Con l'estate ormai nel vivo e le temperature che continuano a salire 🌡️, c'è un'agevolazione fiscale che in pochissimi conoscono e che può aiutarti a rendere la tua casa più fresca... risparmiando sulle tasse. Parliamo del Bonus Tende da Sole 2026, una detrazione che arriva fino al 50% delle spese sostenute per schermature solari e chiusure oscuranti.
Se stai pensando di installare tende da sole, pergole bioclimatiche o zanzariere tecniche, questo articolo fa per te. 👇
🤔 Cos'è esattamente questo bonus?
Il Bonus Tende da Sole fa parte dell'Ecobonus, il pacchetto di agevolazioni fiscali pensate per l'efficientamento energetico degli edifici. In pratica, lo Stato ti aiuta a pagare l'installazione di schermature solari perché riducono il surriscaldamento della casa d'estate, abbassando i consumi energetici legati al raffrescamento.

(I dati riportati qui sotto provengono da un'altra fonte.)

PR #433, opened 2020-02-14
[setup] log init submodules

### LINKED ISSUE #426: Copy FireSim's logging for initial setup scripts
E.g. https://github.com/firesim/firesim/blob/master/build-setup.sh

This makes it easier to debug user issues during setup

abejgonzalez:
**Related issue**: Fixes #426 

**Impact**: other

**Release Notes**
Log the setup scripts to help users debug (`init-submodules` and `build-toolchains`). Follows the recommendation given in #426.

### DIFF
--- a/scripts/init-submodules-no-riscv-tools.sh
+++ b/scripts/init-submodules-no-riscv-tools.sh
@@ -1,63 +1,8 @@
 #!/usr/bin/env bash
 
-# exit script if any command fails
+# wrapper to log output from init-submodules script
+
 set -e
 set -o pipefail
 
-RDIR=$(git rev-parse --show-toplevel)
-
-# Ignore toolchain submodules
-cd "$RDIR"
-for name in toolchains/*-tools/*/ ; do
-    git config submodule."${name%/}".update none
-done
-git config submodule.toolchains/libgloss.update none
-git config submodule.toolchains/qemu.update none
-
-# Don't automatically initialize generators with big submodules (e.g. linux source)
-git config submodule.generators/sha3.update none
-
-# Disable updates to the FireSim submodule until explicitly requested
-git config submodule.sims/firesim.update none
-# Disable updates to the hammer tool plugins repos
-git config submodule.vlsi/hammer-cadence-plugins.update none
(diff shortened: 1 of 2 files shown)


jerryz123:
The fireboom/firesim failures are being addressed in #390

a0u:
See:
https://github.com/ucb-bar/chipyard/blob/7bcedfa7ad654f7bbdc61a417dcc39c28ab676f0/scripts/build-util.sh#L50
https://github.com/ucb-bar/chipyard/blob/7bcedfa7ad654f7bbdc61a417dcc39c28ab676f0/scripts/build-util.sh#L83

abejgonzalez:
I think then we can just log the `init-submodules` step since that doesn't have a log. I didn't notice that the `build-utils` made a log. Thoughts?

colinschmidt:
I think we just log the init submodules, and point users to the other log files in that log or the readme/docs/end of build-tools error message.

scripts/init-submodules-no-riscv-tools.sh
```diff
@@ -1,63 +1,8 @@
...
-
-# Only shallow clone needed for basic SW tests
-git submodule update --init software/firemarshal
-
-# Configure firemarshal to know where our firesim installation is
-if [ ! -f $RDIR/software/firemarshal/marshal-config.yaml ]; then
-  echo "firesim-dir: '../../sims/firesim/'" > $RDIR/software/firemarshal/marshal-config.yaml
-fi
-echo "PATH=\$( realpath \$(dirname "\${BASH_SOURCE[0]}") )/software/firemarshal:\$PATH" >> $RDIR/env.sh
+bash scripts/init-submodules-no-riscv-tools-nolog.sh $@ 2>&1 | tee init-submodules-no-riscv-tools.log
```
a0u:
```suggestion
./scripts/init-submodules-no-riscv-tools-nolog.sh "$@" 2>&1 | tee init-submodules-no-riscv-tools.log
```

Quoting is needed so the individual parameters are passed intact, without interpretation or expansion.

PR #434, opened 2020-02-15
Make env.sh zsh-compatible. 

davidbiancolin:
This fixes the env.sh generation for weirdos like me.

**Impact**: software change 

**Release Notes**
Make references `BASH_SOURCE` `zsh` compatible.


davidbiancolin:
Wrong base.

PR #30, opened 2025-09-05
feat: add jetstream cross-account examples

kejne:
A typical scenario for NAuth would be that two systems integrate with each other and that they are exporting/importing to one another.

JetStreams are a bit complicated to export/import since it requires the exports of specific JS API:s.

This adds an example of a cross-account solution to the development environment.


jotu (approved):
LGTM

Issue #26, opened 2025-08-26
Limit access to reading and updating kubernetes secrets to allowed namespaces and secrets


kejne:
Currently, accounts and users will also generate kubernetes secrets for the seed of the nkeys and the user creds.

Since Nauth has access to update the secrets over the entire cluster, additional guard rails need to be in place.

We want to limit Nauth to only interact with secrets that are "owned" by Nauth itself. We need to mark the nauth secrets with some information (label) to that these secrets were generated/ managed by the Nauth operator.

Depends on: #46  

# Proposed actions
- [x] Any interaction with secrets in nauth must require secrets and holding namespaces to be labeled with a specific label that allows updates
- [x] Nauth sets labels on secrets that it creates

PR #48, opened 2025-10-29
feat(secrets)!: add and rely on a "managed" label for spawned secrets

cmoscofian:
Nauth stores accounts private key and signing key seeds and user credentials as
secrets within the system's namespace. In order to guardrail nauth from mutating
non-nauth secrets secrets it now relies on the *nauth.io/managed* label.

Also, relies on the labels for fetching external required secrets (operator user
credentials and signing key), instead of relying on named patterns.

Signed-off-by: Charles Moscofian <charlesmoscofian@hotmail.com>

---
Issue: #26

#### Operator secrets labels
2025-10-29T16-23-59
2025-10-29T16-23-04

#### Nauth secrets labels
2025-10-29T16-22-25
2025-10-29T16-21-43

By submitting a request, you represent that you have the right to license
licensed under the [License](LICENSE).

### DIFF
--- a/internal/adapter/out/k8s/secret.go
+++ b/internal/adapter/out/k8s/secret.go
@@ -61,7 +61,7 @@ func (k SecretStorer) ApplySecret(ctx context.Context, owner *ports.SecretOwner,
 			return fmt.Errorf("failed to create secret: %w", err)
 		}
 	} else {
-		// TODO: require nauth.io/managed: "true" label in release v0.1.3
+		// TODO: require nauth.io/managed: "true" label in future release after explicit addition of new labels
 		if currentSecret.Labels == nil {
 			currentSecret.Labels = make(map[string]string)
 		}


internal/core/domain/constants.go
```diff
@@ -4,22 +4,26 @@ const (
...
 )
 
 const (
-	SecretTypeAccountRoot = "ac-root"
-	SecretTypeAccountSign = "ac-sign"
+	SecretTypeAccountRoot     = "ac-root"
+	SecretTypeAccountSign     = "ac-sign"
+	SecretTypeOperatorSign    = "op-sign"
+	SecretTypeOperatorCreds   = "op-creds"
+	SecretTypeUserCredentials = "us-creds"
```
kejne: Can we take the chance now and abbreviate a little less?
"user", "account", "operator" are not that long and make it much easier to read.

internal/adapter/out/k8s/secret.go
```diff
@@ -38,38 +38,39 @@ func NewK8sSecretStorer(client client.Client) *SecretStorer {
...
+
 		if err := k.client.Create(ctx, newSecret); err != nil {
 			return fmt.Errorf("failed to create secret: %w", err)
 		}
 	} else {
-		newSecret = currentSecret
-		newSecret.StringData = valueMap
+		if currentSecret.Labels == nil {
+			currentSecret.Labels = make(map[string]string)
+		}
```
kejne: I assume that we're simply overwriting the secret without labels now in order to be able to migrate?
Would be good with a TODO here, since this is where I would expect a check that the secret is indeed managed by nauth before updating it.

cmd/main.go
```diff
@@ -206,11 +206,11 @@ func main() {
 		os.Exit(1)
 	}
 
-	natsUrl := os.Getenv("NATS_URL")
+	natsURL := os.Getenv("NATS_URL")
```
thobiaskarlsson: **praise**: Nice to clean up faulty abbreviation casing while you're at it. ⭐

internal/core/service/account.go
```diff
@@ -97,8 +97,9 @@ func (a *AccountManager) CreateAccount(ctx context.Context, state *natsv1alpha1.
 		Name:      getAccountRootSecretName(state.GetName(), accountPublicKey),
 		Namespace: state.GetNamespace(),
 		Labels: map[string]string{
-			domain.LabelAccountId:         accountPublicKey,
-			domain.LabelAccountSecretType: domain.SecretTypeAccountRoot,
+			domain.LabelAccountId:  accountPublicKey,
+			domain.LabelSecretType: domain.SecretTypeAccountRoot,
+			domain.LabelManaged:    "true",
```
thobiaskarlsson: **question**: Would it make sense to extract this fixed `nauth.io/managed` label value to a constant as well? Suggestion `domain.LabelManagedValue`.

thobiaskarlsson (approved):
LGTM.

examples/nauth/manifests/operator.yaml
```diff
@@ -12,6 +12,8 @@ kind: Secret
 type: Opaque
 metadata:
   name: operator-op-sign
+  labels:
+    nauth.io/secret-type: op-sign
```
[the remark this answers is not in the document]
kejne: Yes, some documentation on what `managed: true` means would be good.

internal/core/domain/constants.go
kejne: There was actually a reason behind shortening the names of the secret since the maximum length can only be 64 chars long and we append after the name of whatever the account/user is named.

suggestion: do the refactoring of secret name *after* the updates have been rolled out when all secrets are looked up by label instead.

examples/nauth/manifests/operator.yaml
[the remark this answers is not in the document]
cmoscofian: I'm not against it it, but I don't really see the benefit of documenting `nauth.io/managed: true` since it's for internal usage only. I was trying to see how other projects take the approach and I did not see this being documented, [this is the only mention I found from external secrets for example](https://github.com/external-secrets/external-secrets/blob/612d5dbe601e5f5c8a89c92db12ab7e8ff714753/pkg/controllers/common/common.go#L39).
It might be good to document and be on the safe side, but I don't see anyone just randomly labeling a secret with the nauth.io domain.

The only real usecase I can imagine happening is someone bringing resources back  from a backup.

internal/core/domain/constants.go
cmoscofian: I agree, this particular abbreviation rubbed me the wrong way. I'll rename it all to the following:
```go
	SecretTypeAccountRoot              = "account-root"
	SecretTypeAccountSign              = "account-sign"
	SecretTypeOperatorAdminSign        = "admin-sign"
	SecretTypeOperatorAdminCredentials = "admin-creds"
	SecretTypeUserCredentials          = "user-creds"
```

examples/nauth/manifests/operator.yaml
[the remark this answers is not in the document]
thobiaskarlsson: Documentation will be done in a later stage.

internal/core/domain/constants.go
thobiaskarlsson: Done.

La cosa che sorprende molte famiglie è questa: non serve fare una ristrutturazione per accedere al bonus. Puoi installare le tende da sole come intervento indipendente, a patto che rispettino alcuni requisiti tecnici. 🛠️
💰 Quanto si risparmia?
Le aliquote per il 2026 sono differenziate in base al tipo di immobile:
- 🏠 Abitazione principale (dove risiedi con la tua famiglia): detrazione 50%
- 🏘️ Seconde case e altri immobili: detrazione 36%
⚠️ Attenzione alla tempistica: il 2026 è l'ultimo anno con l'aliquota piena al 50% sulla prima casa. Dal 2027 le percentuali scenderanno al 36% (prima casa) e al 30% (altri immobili). Se hai in mente questo intervento, conviene non rimandare troppo.
La detrazione non è immediata: viene recuperata in 10 rate annuali di pari importo tramite la dichiarazione dei redditi (730 o Modello Redditi PF).
📋 Cosa copre la detrazione
Non pensare solo al telo della tenda! Rientrano nella detrazione:
- ✅ L'acquisto del materiale
- ✅ La posa in opera e l'installazione professionale
- ✅ Lo smontaggio e la dismissione di eventuali tende già esistenti
- ✅ I sistemi di motorizzazione e automazione (sensori vento/sole)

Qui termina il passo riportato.